Physical fitness is a set of attributes related to a person’s capacity to perform physical activity. Among the different physical fitness components that have been studied in relation to health, the component most intensively studied is cardiorespiratory fitness. Since the classical studies conducted by professors Jerry Morris and Ralph Paffenbarger, there have been an enormous number of investigations, particularly those led by Steve Blair, using data from the Aerobic Center Longitudinal Study. This research has consistently shown that cardiorespiratory fitness is one of the most powerful predictors of all-cause and cardiovascular disease morbidity and mortality. The meta-analysis published by Kodama et al. in JAMA on cardiorespiratory fitness in relation to morbidity and mortality, and many other recent studies published in top medical journals, highlight the clinical relevance of cardiorespiratory fitness assessment. In this context, our group has coordinated the EU-funded ALPHA project (Assessing Levels of Physical Activity and fitness at population level). After two to three years of systematically reviewing the available evidence, developing tools and consulting with international experts, the ALPHA project led us to develop an evidence-based ALPHA fitness test battery, which is freely available (including videos) on the ALPHA website.

We want to use this opportunity to encourage physical fitness assessment in epidemiological studies, sport and health centers, and schools as a powerful indicator of health status. Since we are aware that fitness testing might not be feasible in certain situations, our group explored the potential of a self-reported fitness measure, namely IFIS, the International Fitness Scale. We observed that IFIS is a useful, valid and reliable self-reported tool to subjectively assess health-related physical fitness in youth. IFIS is currently available in nine different languages (English, Spanish, French, German and Austrian German, Greek, Flemish, Hungarian, Italian, and Swedish) and can be freely accessed at www.helenastudy.com/IFIS.
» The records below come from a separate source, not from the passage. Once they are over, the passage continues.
PR #4396, opened 2026-06-29
Correct hstar being stored on data structure

timothy-nunn:
I think `hstar` is being incorrectly set on the data structure in `calculate_confinement_time`. `calculate_confinement_time` is also called when creating the H-factor table for the OUT.DAT. I believe that the `hstar` from this is what was being written to the MFILE, not the `hstar` from the selected confinement scaling.

### DIFF
--- a/process/models/physics/confinement_time.py
+++ b/process/models/physics/confinement_time.py
@@ -37,6 +37,8 @@ class ConfinementTimeData:
     """Plasma energy confinement time in seconds."""
     p_plasma_loss_mw: float
     """Total plasma loss power in MW."""
+    hstar: float
+    """Non-radiation corrected H factor on energy confinement times"""
 
 
 class PlasmaConfinementTime(Model):
@@ -936,8 +938,11 @@ class PlasmaConfinementTime(Model):
 
         # Calculate H* non-radiation corrected H factor
         # Note: we will assume the IPB-98y2 scaling.
-        if self.data.physics.i_rad_loss == ConfinementRadiationLossModel.CORE_ONLY:
-            self.data.physics.hstar = (
+        if (
+            ConfinementRadiationLossModel(self.data.physics.i_rad_loss)
+            == ConfinementRadiationLossModel.CORE_ONLY
+        ):
+            hstar = (
                 hfact
                 * (
                     p_plasma_loss_mw
@@ -952,7 +957,7 @@ class PlasmaConfinementTime(Model):
         elif (
             self.data.physics.i_rad_loss == ConfinementRadiationLossModel.FULL_RADIATION
         ):
-            self.data.physics.hstar = (
+            hstar = (
                 hfact
                 * (
                     p_plasma_loss_mw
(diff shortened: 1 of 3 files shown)


process/models/physics/confinement_time.py
```diff
@@ -1024,7 +1030,7 @@ def calculate_confinement_time(
         # Calculate H* non-radiation corrected H factor
         # Note: we will assume the IPB-98y2 scaling.
         if self.data.physics.i_rad_loss == 1:
```
chris-ashe: Can the `ConfinementRadiationLossModel` `enum` values be added here

process/models/physics/confinement_time.py
```diff
@@ -1049,7 +1055,7 @@ def calculate_confinement_time(
                 ** 0.31
```
chris-ashe, line 969: This will only work for the selected scaling if the loss power index is (1-0.31), so really just the IPB98 scalings in this case

chris-ashe (changes requested):
Just really needs a way to be able to take the loss power terms from whatever equation is being used as the value is hardcoded for a single scaling at the moment

process/models/physics/confinement_time.py
timothy-nunn: This will need to be turned into an issue. This PR is just stopping `hstar` being incorrectly set every time `calculate_confinement_time` is called

chris-ashe:
Will await for rebase to fix merge conflict before second review @timothy-nunn

timothy-nunn:
Ready @chris-ashe

chris-ashe (approved):

process/models/physics/confinement_time.py
```diff
@@ -952,7 +957,7 @@ def calculate_confinement_time(
         elif (
             self.data.physics.i_rad_loss == ConfinementRadiationLossModel.FULL_RADIATION
```
clmould, line 958: Should the `elif` statements here also use `ConfinementRadiationLossModel(self.data.physics.i_rad_loss)` instead of just `self.data.physics.i_rad_loss`?

process/models/physics/confinement_time.py
clmould: Just in response to this - has an issue been made? Can it be linked here please

process/models/physics/confinement_time.py
timothy-nunn: The whole point of doing `ConfinementRadiationLossModel(self.data.physics.i_rad_loss)` is that an error will be raised if `self.data.physics.i_rad_loss` is not in the enum (ie its validation). It is only necessary to do this in the first `if` because this will catch and throw and any validation error.

process/models/physics/confinement_time.py
timothy-nunn: #4443

process/models/physics/confinement_time.py
clmould: Aah I see, that makes sense

clmould (approved):

PR #4405, opened 2026-07-02
Clean up `process_output`

timothy-nunn:
Remove legacy handling of bytes (required with the Fortran interface)

Update PROCESS to only use `ovarre` where able to.

### DIFF
--- a/process/core/process_output.py
+++ b/process/core/process_output.py
@@ -1,14 +1,20 @@
+"""Handles writing output to PROCESS MFile/OUTFile."""
+
 from contextlib import suppress
 from pathlib import Path
 
 import numpy as np
 
 from process.core import constants
+from process.core.exceptions import ProcessValueError
 
 
 class OutputFileManager:
+    """Manages the opening of regular/idempotence output files."""
+
     @classmethod
     def open_files(cls, output_prefix: str, *, mode="w"):
+        """Setup the handlers for MFile and OUTFile for writing."""
         cls._outfile = open(  # noqa: SIM115
             Path(output_prefix + "OUT.DAT"), mode
         )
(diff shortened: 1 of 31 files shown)


process/core/process_output.py
```diff
@@ -38,17 +48,28 @@ def close_idempotence_files(cls, output_prefix: str):
...
+        The file is not recognised as an MFile, OUTFile, or terminal.
+    """
     if file == constants.MFILE:
         OutputFileManager._mfile.write(f"{string}\n")
     elif file == constants.NOUT:
         OutputFileManager._outfile.write(f"{string}\n")
     elif file == constants.IOTTY:
         print(string)
+    else:
+        error_msg = f"Unknown file identifier {file}."
```
clmould: Would it be worth also including "The file is not recognised as an MFile, OUTFile, or terminal." here after the current error message so it is clearer for the user if this error occurs?

process/core/process_output.py
clmould, line 217: Can `ocosts` be removed too?

process/core/process_output.py
```diff
@@ -203,13 +222,5 @@ def ovarrf(file, descr: str, varnam: str, value, output_flag: str = ""):
     ovarre(file, descr, varnam, value, output_flag)
```
clmould, line 222: Think this needs deleting too (if I try and suggest the change it keeps not working/formatting weirdly so having to comment this!)

clmould (changes requested):

process/core/process_output.py
timothy-nunn: You'll notice that ocosts has a different order of arguments so it can be replaced, but not easily. It is also used by some other packages.

process/core/process_output.py
timothy-nunn: I would like to but need to work with @j-a-foster  first to update some external packages that still use `ovarrf`

clmould: Okay makes sense! I have made a 'blocked' issue for that #4439 so that can be done at a later date when possible

clmould (approved):

PR #4299, opened 2026-06-08
Update some constraints vars

chris-ashe:
This pull request focuses on standardizing and updating variable names across the codebase and input files for improved clarity and consistency, especially for constraint and physics-related parameters. It also updates documentation to reflect these new names and ensures all example input files use the revised identifiers.

**Variable Renaming and Consistency**

* Updated variable names in `process/core/input.py` and all example input files to use clearer, more descriptive identifiers for key constraints and physics parameters, such as:
    - `fdene` → `f_nd_plasma_electron_limit_max`
    - `fiooic` → `f_j_tf_wp_critical_max`
    - `psepbqarmax` → `p_div_bt_q_aspect_rmajor_max_mw`
    - `nflutfmax` → `flu_tf_neutron_fast_max`
    - `f_alpha_energy_confinement_min` → `f_t_alpha_energy_confinement_min`
    - `zeff_max` → `n_charge_plasma_effective_vol_avg_max`
    - `aplasmin` -> `rminor_min`
    - `avail_min` -> `f_t_plant_available_min`
    - `fradpwr` -> `f_p_plasma_seperatrix_rad_max`
    - `pseprmax` -> `p_plasma_separatrix_rmajor_max_mw`

**Documentation Updates**

* Updated all relevant documentation files to reference the new variable names and provide accurate descriptions of their usage and default values, ensuring alignment with code changes. 

**Example Input File Modernization**

* Refactored all example input files to use the new variable names, ensuring they are compatible with the updated code and documentation. 

**Minor Improvements**

* Clarified comments and docstrings for improved readability in the codebase.

These changes collectively improve the maintainability and clarity of the codebase by enforcing consistent naming conventions and ensuring that documentation and examples are up to date.

## Checklist

I confirm that I have completed the following checks:

- [ ] My changes follow the [PROCESS style guide](https://ukaea.github.io/PROCESS/development/standards/)
- [ ] I have justified any large differences in the regression tests caused by this pull request in the comments.
- [ ] I have added new tests where appropriate for the changes I have made.
- [ ] If I have had to change any existing unit or integration tests, I have justified this change in the pull request comments.
- [ ] If I have made documentation changes, I have checked they render correctly.
- [ ] I have added documentation for my change, if appropriate.

PR #4406, opened 2026-07-02
Fix Stellarator regression failures 

timothy-nunn:
Reverts constraint 17 to pre-#4299. 

The issue is that constraint 17 used to be formatted as https://github.com/ukaea/PROCESS/blob/a68bb7f9af7774ad4b0cd5663bc9fa576c429ee5/process/core/solver/constraints.py#L594-L605

Importantly, it used `pden_plasma_rad_mw`. Now, the constraint uses `f_p_plasma_separatrix_rad` which is calculated as
https://github.com/ukaea/PROCESS/blob/024a2f2e5a9ac750132f6ed010cbe03a34351916/process/models/physics/physics.py#L1037-L1042

However this uses `p_plasma_rad_mw` which also includes the SOL radiation

https://github.com/ukaea/PROCESS/blob/a68bb7f9af7774ad4b0cd5663bc9fa576c429ee5/process/models/stellarator/stellarator.py#L2170

which is never accounted for in pden_plasma_rad_mw. This changed the constraint, making the problem harder to solve, and led to constant failures when running the `stellarator-helias` test.

The diffs in the `stellarator-helias` test should revert it back to [this file](https://github.com/timothy-nunn/process-tracking-data/blob/master/stellarator_helias_MFILE_a68bb7f9af7774ad4b0cd5663bc9fa576c429ee5.DAT).

Thanks @clmould for identifying constraint 17 was the problem!

### DIFF
--- a/process/core/solver/constraints.py
+++ b/process/core/solver/constraints.py
@@ -592,8 +592,17 @@ def constraint_equation_17(constraint_registration, data):
     f_p_plasma_separatrix_rad_max: maximum allowed plasma radiation fraction at the
     separatrix
     """
+    if data.stellarator.istell != 0:
+        # Remove the contribution of psolradmw from f_p_plasma_separatrix_rad
+        # TODO: this is replicating behaviour before #4299
+        # is this really what should happen?
+        f_rad_sol = data.physics.psolradmw / data.physics.p_plasma_heating_total_mw
+        f_p_plasma_separatrix_rad = data.physics.f_p_plasma_separatrix_rad - f_rad_sol
+    else:
+        f_p_plasma_separatrix_rad = data.physics.f_p_plasma_separatrix_rad
+
     return leq(
-        data.physics.f_p_plasma_separatrix_rad,
+        f_p_plasma_separatrix_rad,
         data.constraints.f_p_plasma_separatrix_rad_max,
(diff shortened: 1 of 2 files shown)


process/models/physics/confinement_time.py
```diff
@@ -968,6 +968,10 @@ def calculate_confinement_time(
             eden_plasma_electrons_thermal_vol_avg / t_electron_energy_confinement
         ) / 1e6  # Convert from W/m³ to MW/m³
 
+        # import ipdb
```
chris-ashe: Accidentally left in?

process/models/physics/confinement_time.py
```diff
@@ -968,6 +968,10 @@ def calculate_confinement_time(
...
+
+        # ipdb.set_trace()
```
chris-ashe: Same here

chris-ashe (changes requested):

process/models/physics/confinement_time.py
timothy-nunn: Yes :D

chris-ashe (approved):

chris-ashe (approved):

clmould (approved):

PR #4415, opened 2026-07-06
Fix PLR0911 ruff errors

timothy-nunn:
Rewrite `parameter_type` for IN.DAT reading so that each variable is parsed by a dedicated function. This function can then be reused for the array parsing too which reduces the amount of return statements.


je-cook (approved):
thanks!

PR #4440, opened 2026-07-15
Increase stellarator-helias epsfcn

timothy-nunn:
At the moment `stellarator-helias` does not converge within its first 100 iterations. PROCESS then automatically revises the epsfcn (step length for calculating derivatives) from `1e-3` to `1e-2`. Instead of waiting for this to happen automatically, I propose the input file is updated to reflect this. 

@jjwalkowiak what do you think?

### DIFF
--- a/tests/regression/input_files/stellarator_helias.IN.DAT
+++ b/tests/regression/input_files/stellarator_helias.IN.DAT
@@ -227,7 +227,7 @@ f_nd_impurity_electrons(14) = 1.0E-5       *Tungsten
 ioptimz  = 1            *Code operation switch (1: Optimisation, VMCON only)
 maxcal   = 100          *Maximum number of VMCON iterations
 minmax   = 6            *Switch for figure-of-merit (7: Min Capital Cost)
-epsfcn   = 0.01
+epsfcn   = 0.01         *Default for this parameter is 1e-3 however this specific IN.DAT and starting point benefit from a larger step length
 runtitle = SQuID
 
 *-----------------Tfcoil Variables-----------------*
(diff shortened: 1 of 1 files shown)


jjwalkowiak:
My only concern would be that someone can try to use this regression test as template for other study and then start with 1e-2 as default option. But if you add a comment in the input file which explains that usually we start with 1e-3, then it is fine.
There might be also some issue with the results. I think it might be slightly different when you start directly from 1e-2 However I am not sure how it exactly works. Does the new epsfcn inherits the result from the last iteration of the previous epsfcn as a starting point, or it gets back to the defaults?

timothy-nunn:
> My only concern would be that someone can try to use this regression test as template for other study and then start with 1e-2 as default option. But if you add a comment in the input file which explains that usually we start with 1e-3, then it is fine. There might be also some issue with the results. I think it might be slightly different when you start directly from 1e-2 However I am not sure how it exactly works. Does the new epsfcn inherits the result from the last iteration of the previous epsfcn as a starting point, or it gets back to the defaults?

Thanks for the reply @jjwalkowiak. I will add a comment. I suspect that some of the state remains over from the previous failed optimisation hence why the regression tests have changed. However, this optima will be just as valid as the previous solution, it is probably just closer to the initial point.

Looking at the two solutions:
Old (`main`) objective value (cost of electricity): `1.21492798588871253e+02`
New (this PR) objective value: `1.21493505404321311e+02 `

This is so small that it does not even show up in the `0.2%` difference regression report. 


The only large changes to the solution are constraint residuals. These changing indicate that a different solution is being found, however this solution has near identical objective value and all the constraints are being satisfied.

clmould:
The reasoning for this change makes sense to me, so if @jjwalkowiak is happy I can merge it :)

timothy-nunn:
Was also thinking if changing the step length feels a little bit hacky we can always try and find a different starting point for the test instead.

jjwalkowiak:
I think it is fine to just change step length in that case. Normally I don't change starting step length, because I don't know in advance which will be the best for convergence. But as it is a testcase and we now exactly what we expect, I would say it is fine as long as everyone knows that a real study should have different setup.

In our recent study published in MSSE, the longitudinal relationship between cardiorespiratory fitness and health outcomes has been further supported. Based on data from Estonian and Swedish children who were originally part of the European Youth Heart Study, we observed that improvements in fitness from childhood to adolescence (five-year follow-up) were associated with a reduction in the risk of developing overweight/obesity. Because individual changes in fitness are strongly correlated with changes in daily energy expenditure and physical activity, change in fitness from one time point to another is a good marker of change in physical activity.

Based on our findings and currently available literature, we believe that promoting fitness through physical activity from early stages of life is a promising strategy to fight against overweight and obesity, as well as to improve physical and mental health of individuals.